# What you need to do
Within the entries below, every line containing "values" is to be copied.

Saved entries:
★ ★ ★ ★ ★ ★ ★

PR #1048, opened 2019-12-12
Tag Items with metadata about the type if item (e.g. node/file/etc)

### LINKED ISSUE #1047: Add some metadata to result.Item to describe the type of entry
Improve readability if looking at the sonobuoy_results.yaml file. 

The `Name` field can imply different things; sometimes it is the name of the plugin, the name of a node, the name of a file, or the name of a testcase.

I dont think we should add it on every test case, but for summaries, nodes, and files, it seems reasonable to add context if someone looks at the raw data.

_ref @zubron in https://github.com/vmware-tanzu/sonobuoy/pull/1045_

johnSchnake:
If you look at the sonobuoy_results.yaml it can be a bit confusing
understanding the tree structure and what each node in that tree means.

This adds some extra metadata to certain Items (plugin summary, nodes,
and files) in order to make the raw file more comprehensible and
potentially aid in other processing.

Fixes #1047

**Release note**:
```
Adds additional metadata into the sonobuoy_results.yaml file to help indicate what each node in the tree represents.
```

### DIFF
--- a/pkg/client/results/junit.go
+++ b/pkg/client/results/junit.go
@@ -174,9 +174,12 @@ func junitProcessFile(pluginDir, currentFile string) (Item, error) {
 	}
 
 	resultObj := Item{
-		Name:     filepath.Base(currentFile),
-		Status:   StatusUnknown,
-		Metadata: map[string]string{"file": relPath},
+		Name:   filepath.Base(currentFile),
+		Status: StatusUnknown,
+		Metadata: map[string]string{
+			metadataFileKey: relPath,
+			metadataTypeKey: metadataTypeFile,
+		},
 	}
 
 	infile, err := os.Open(currentFile)
--- a/pkg/client/results/processing.go
+++ b/pkg/client/results/processing.go
@@ -57,6 +57,18 @@ const (
 	// PostProcessedResultsFile is the name of the file we create when doing
 	// postprocessing on the plugin results.
 	PostProcessedResultsFile = "sonobuoy_results.yaml"
+
+	// metadataFileKey is the key used in an Item's metadata field when the Item is
+	// representing the a file summary (and its leaf nodes are individual tests or suites).
+	metadataFileKey = "file"
+
+	// metadataTypeKey is the key used in an Item's metadata field when describing what type
+	// of entry in the tree it is. Currently we just tag summaries, files, and nodes.
+	metadataTypeKey = "type"
+
+	metadataTypeNode    = "node"
+	metadataTypeFile    = "file"
+	metadataTypeSummary = "summary"
 )
 
 // ResultFormat constants are the supported values for the resultFormat field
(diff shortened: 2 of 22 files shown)


pkg/client/results/processing.go
```diff
@@ -57,6 +57,18 @@ const (
...
+
+	// metadataFileKey is the key used in an Item's metadata field when the Item is
+	// representing the a file summary (and its leaf nodes are individual tests or suites).
+	metadataFileKey = "file"
+
+	// metadataTypeKey is the key used in an Item's metadata field when describing what type
+	// of entry in the tree it is. Currently we just tag summaries, files, and nodes.
+	metadataTypeKey = "type"
+
+	metadataTypeNode    = "node"
```
johnSchnake: Haven't exported these for now; may eventually want to but keep them unexported if possible.

pkg/client/results/processing.go
```diff
@@ -57,6 +57,18 @@ const (
...
+	metadataTypeFile    = "file"
+	metadataTypeSummary = "plugin-summary"
```
johnSchnake: Is this the name we want here? The other values (node/file) seem right but I'm not sure about this one.

pkg/client/results/processing.go
```diff
@@ -57,6 +57,18 @@ const (
...
 	// postprocessing on the plugin results.
 	PostProcessedResultsFile = "sonobuoy_results.yaml"
+
+	// metadataFileKey is the key used in an Item's metadata field when the Item is
+	// representing the a file summary (and its leaf nodes are individual tests or suites).
+	metadataFileKey = "file"
+
+	// metadataTypeKey is the key used in an Item's metadata field when describing what type
+	// of entry in the tree it is. Currently we just tag summaries, files, and nodes.
+	metadataTypeKey = "type"
```
johnSchnake: Is `type` the best word here? Open to other ideas, happy with type if you are though.

zubron: The only thing I can think of is “source”, to indicate where a result came from, but I’m not particularly keen on that. I’m happy to stick with type.

pkg/client/results/junit.go
```diff
@@ -174,9 +174,12 @@ func junitProcessFile(pluginDir, currentFile string) (Item, error) {
 	}
 
 	resultObj := Item{
-		Name:     filepath.Base(currentFile),
-		Status:   StatusUnknown,
-		Metadata: map[string]string{"file": relPath},
+		Name:   filepath.Base(currentFile),
+		Status: StatusUnknown,
+		Metadata: map[string]string{
+			metadataFileKey: relPath,
```
zubron: Is it necessary to have the file key/entry here given that it’s already in the name? Or is it to just to make it really clear?

pkg/client/results/processing.go
zubron: I think just “summary” alone might be enough?

pkg/client/results/junit.go
johnSchnake: Yes, they are unique since the `Name` is just the basename and the actual `Metadata: {"file":<val>}` will be the full filename relative to where the sonobuoy_results.yaml file is located at.

For instance:
```
  - name: systemd_logs
    status: passed
    meta:
      file: results/kind-control-plane/systemd_logs
```

PR #1051, opened 2019-12-16
Adds commands to print default plugin definitions

### LINKED ISSUE #991: Facilitate printing the default plugin definitions
I routinely want to print the plugin definition for the e2e or systemd-logs plugin so that I can tweak a value or two. It is not difficult to do `sonobuoy gen` and copy/paste but it is a a slight frustration and requires worrying abouut the extra level of indentation we get.

It would be trivial to add support to print these out via something like this:
```
sonobuoy gen plugin e2e
```

We already have `sonobuoy gen config` to help print configs, `gen plugin` to come up with custom plugins, so it seems natural to support the built-in values too.

johnSchnake:
We have the `sonobuoy gen` command which prints a lot of
different types of resources and `sonobuoy gen plugin` which
prints custom plugin definitions. Sometimes it would be helpful
to be able to print the default e2e or sytemdlogs plugin definitions
so that they can be tweaked.

Added two commands `sonobuoy gen plugins e2e` and
`sonobuoy gen plugins systemd-logs` which does this.

Minor tweak to code organization to improve code reuse.

Fixes #991

These were just printing some data by hitting a code path that was already being used/tested. I didn't add any new tests for this code. Let me know if you want to add some basic one.

**Release note**:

★ ★ ★ ★ ★ ★ ★

# Answer box
 // ResultFormat constants are the supported values for the resultFormat field
johnSchnake: Is this the name we want here? The other values (node/file) seem right but I'm not sure about this one.
We already have `sonobuoy gen config` to help print configs, `gen plugin` to come up with custom plugins, so it seems natural to support the built-in values too.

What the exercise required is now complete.